The input ::
[Start of section]
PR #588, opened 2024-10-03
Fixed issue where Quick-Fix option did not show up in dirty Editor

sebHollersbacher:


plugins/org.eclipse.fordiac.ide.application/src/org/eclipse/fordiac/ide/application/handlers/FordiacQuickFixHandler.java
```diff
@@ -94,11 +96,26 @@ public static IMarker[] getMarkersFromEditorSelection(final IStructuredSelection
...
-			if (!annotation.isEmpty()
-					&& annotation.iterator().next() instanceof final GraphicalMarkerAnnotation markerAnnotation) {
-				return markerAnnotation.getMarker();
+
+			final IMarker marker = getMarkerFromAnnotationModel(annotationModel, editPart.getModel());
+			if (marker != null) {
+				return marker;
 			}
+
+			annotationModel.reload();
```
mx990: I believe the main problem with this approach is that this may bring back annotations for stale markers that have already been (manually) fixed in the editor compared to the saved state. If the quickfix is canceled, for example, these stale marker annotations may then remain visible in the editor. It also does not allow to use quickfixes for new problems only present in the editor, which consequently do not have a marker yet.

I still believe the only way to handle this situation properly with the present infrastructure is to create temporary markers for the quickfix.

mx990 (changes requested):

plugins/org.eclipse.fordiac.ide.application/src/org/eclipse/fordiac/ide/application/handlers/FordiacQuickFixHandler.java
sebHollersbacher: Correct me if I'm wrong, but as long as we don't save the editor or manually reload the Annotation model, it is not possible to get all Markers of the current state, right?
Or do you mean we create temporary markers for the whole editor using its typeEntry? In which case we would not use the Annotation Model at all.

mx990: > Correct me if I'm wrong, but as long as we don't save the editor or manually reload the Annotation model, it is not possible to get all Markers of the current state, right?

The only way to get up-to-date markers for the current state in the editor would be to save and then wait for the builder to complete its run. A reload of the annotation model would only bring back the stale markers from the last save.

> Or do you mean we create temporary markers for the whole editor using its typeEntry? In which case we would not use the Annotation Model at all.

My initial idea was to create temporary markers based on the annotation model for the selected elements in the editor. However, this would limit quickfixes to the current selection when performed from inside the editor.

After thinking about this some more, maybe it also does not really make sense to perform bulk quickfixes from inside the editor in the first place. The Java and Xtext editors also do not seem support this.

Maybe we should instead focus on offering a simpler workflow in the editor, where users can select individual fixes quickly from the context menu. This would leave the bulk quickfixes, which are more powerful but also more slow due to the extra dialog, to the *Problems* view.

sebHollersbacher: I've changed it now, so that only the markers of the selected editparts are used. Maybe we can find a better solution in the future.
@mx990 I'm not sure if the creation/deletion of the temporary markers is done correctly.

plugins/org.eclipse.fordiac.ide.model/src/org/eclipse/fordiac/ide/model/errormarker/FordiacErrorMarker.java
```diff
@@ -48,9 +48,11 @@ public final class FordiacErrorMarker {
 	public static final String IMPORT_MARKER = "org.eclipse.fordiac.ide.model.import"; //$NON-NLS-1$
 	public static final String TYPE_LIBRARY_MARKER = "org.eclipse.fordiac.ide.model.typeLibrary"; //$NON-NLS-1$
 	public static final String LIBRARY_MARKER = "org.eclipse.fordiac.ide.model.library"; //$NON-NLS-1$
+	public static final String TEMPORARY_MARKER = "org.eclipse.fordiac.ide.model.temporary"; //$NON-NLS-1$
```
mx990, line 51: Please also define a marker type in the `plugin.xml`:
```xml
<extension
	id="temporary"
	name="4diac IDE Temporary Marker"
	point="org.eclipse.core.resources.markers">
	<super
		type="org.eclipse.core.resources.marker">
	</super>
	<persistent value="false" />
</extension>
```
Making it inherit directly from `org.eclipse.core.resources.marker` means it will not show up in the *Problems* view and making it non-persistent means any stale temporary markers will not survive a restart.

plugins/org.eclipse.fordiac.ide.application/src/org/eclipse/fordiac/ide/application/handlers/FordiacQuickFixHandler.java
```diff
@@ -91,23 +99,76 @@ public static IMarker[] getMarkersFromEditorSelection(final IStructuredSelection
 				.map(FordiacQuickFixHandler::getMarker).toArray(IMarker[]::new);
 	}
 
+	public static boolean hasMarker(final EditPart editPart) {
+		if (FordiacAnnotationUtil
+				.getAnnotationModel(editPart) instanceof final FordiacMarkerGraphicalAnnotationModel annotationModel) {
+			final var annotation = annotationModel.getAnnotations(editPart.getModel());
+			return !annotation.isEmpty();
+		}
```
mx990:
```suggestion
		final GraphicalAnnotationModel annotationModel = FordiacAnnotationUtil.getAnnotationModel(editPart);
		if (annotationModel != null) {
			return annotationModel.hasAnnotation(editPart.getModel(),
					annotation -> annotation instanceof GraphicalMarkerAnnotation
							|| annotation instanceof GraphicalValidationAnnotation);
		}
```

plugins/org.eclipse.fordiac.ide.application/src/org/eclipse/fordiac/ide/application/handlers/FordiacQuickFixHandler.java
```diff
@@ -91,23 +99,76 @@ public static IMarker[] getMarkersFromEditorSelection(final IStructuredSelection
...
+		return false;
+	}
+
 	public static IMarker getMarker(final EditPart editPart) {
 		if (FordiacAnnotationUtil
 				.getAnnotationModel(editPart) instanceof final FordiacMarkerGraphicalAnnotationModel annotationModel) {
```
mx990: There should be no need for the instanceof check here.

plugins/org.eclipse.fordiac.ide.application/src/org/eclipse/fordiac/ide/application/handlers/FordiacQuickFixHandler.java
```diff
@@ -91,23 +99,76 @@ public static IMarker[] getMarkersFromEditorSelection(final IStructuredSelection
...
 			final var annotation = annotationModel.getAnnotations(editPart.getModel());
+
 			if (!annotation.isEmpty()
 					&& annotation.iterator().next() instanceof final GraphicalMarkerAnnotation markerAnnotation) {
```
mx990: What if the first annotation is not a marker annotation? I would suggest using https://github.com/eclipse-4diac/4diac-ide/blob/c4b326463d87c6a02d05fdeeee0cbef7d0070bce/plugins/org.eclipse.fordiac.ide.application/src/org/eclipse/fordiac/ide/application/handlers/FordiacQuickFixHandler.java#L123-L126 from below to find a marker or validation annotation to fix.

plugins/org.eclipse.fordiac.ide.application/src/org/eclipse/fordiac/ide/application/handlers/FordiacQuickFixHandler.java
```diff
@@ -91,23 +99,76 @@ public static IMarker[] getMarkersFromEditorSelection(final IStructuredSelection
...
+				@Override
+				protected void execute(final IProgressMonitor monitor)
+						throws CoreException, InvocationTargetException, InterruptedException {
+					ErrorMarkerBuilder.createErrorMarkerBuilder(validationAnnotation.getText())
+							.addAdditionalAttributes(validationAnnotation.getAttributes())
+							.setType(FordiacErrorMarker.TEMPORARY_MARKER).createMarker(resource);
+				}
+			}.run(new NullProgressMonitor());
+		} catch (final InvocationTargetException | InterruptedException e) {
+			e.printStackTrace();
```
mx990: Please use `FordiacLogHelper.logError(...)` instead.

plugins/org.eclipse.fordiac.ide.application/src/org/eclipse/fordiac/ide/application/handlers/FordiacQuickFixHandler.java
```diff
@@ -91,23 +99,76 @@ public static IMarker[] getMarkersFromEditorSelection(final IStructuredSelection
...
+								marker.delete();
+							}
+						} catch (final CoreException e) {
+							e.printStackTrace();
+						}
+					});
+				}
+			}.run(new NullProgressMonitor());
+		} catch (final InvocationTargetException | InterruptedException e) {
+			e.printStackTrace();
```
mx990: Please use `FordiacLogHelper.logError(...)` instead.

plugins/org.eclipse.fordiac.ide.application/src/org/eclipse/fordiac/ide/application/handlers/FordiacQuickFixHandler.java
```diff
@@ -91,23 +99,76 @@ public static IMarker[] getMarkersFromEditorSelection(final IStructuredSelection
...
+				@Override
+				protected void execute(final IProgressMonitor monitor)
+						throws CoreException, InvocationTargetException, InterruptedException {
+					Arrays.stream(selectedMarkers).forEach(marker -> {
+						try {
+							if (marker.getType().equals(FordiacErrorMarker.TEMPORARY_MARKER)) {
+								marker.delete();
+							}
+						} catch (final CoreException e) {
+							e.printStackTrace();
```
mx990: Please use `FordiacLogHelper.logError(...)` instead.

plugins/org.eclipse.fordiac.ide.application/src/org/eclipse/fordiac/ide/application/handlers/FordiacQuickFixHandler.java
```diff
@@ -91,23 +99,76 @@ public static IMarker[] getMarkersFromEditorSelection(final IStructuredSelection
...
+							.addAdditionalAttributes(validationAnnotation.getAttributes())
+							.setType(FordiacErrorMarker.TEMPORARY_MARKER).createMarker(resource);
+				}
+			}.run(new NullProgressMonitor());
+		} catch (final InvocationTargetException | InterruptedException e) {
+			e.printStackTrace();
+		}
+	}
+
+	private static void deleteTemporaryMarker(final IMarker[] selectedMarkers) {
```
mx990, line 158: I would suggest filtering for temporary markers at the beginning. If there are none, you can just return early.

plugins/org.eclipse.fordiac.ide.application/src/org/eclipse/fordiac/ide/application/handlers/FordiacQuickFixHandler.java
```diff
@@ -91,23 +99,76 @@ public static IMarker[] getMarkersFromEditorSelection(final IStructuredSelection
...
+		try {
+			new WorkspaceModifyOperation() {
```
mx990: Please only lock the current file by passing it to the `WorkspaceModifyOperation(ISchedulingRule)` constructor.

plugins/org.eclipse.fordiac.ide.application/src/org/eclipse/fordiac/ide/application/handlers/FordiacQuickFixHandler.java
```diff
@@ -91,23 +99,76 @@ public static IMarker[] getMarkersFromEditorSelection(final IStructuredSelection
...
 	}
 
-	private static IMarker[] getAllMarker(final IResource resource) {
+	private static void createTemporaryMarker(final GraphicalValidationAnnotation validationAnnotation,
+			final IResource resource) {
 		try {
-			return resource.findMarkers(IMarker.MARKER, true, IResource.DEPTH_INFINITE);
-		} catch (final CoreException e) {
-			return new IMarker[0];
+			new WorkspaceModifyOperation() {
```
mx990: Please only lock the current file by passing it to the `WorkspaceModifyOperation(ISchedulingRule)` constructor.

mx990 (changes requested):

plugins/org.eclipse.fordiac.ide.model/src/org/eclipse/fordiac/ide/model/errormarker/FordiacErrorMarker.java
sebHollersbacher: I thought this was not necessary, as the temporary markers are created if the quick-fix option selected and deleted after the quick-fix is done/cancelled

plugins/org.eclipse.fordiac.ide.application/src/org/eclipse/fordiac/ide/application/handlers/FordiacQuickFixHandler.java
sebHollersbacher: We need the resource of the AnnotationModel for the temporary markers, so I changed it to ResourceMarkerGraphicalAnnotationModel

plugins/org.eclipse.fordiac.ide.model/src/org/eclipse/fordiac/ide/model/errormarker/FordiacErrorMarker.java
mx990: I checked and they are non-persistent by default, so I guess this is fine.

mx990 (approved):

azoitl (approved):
[End of section]
[Start of section]
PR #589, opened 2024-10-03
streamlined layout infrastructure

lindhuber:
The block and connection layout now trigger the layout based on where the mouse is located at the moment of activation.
[End of section]
Task brief :: Check each line above for "opened" and return the ones that have it.

Answer space ::
PR #588, opened 2024-10-03
PR #589, opened 2024-10-03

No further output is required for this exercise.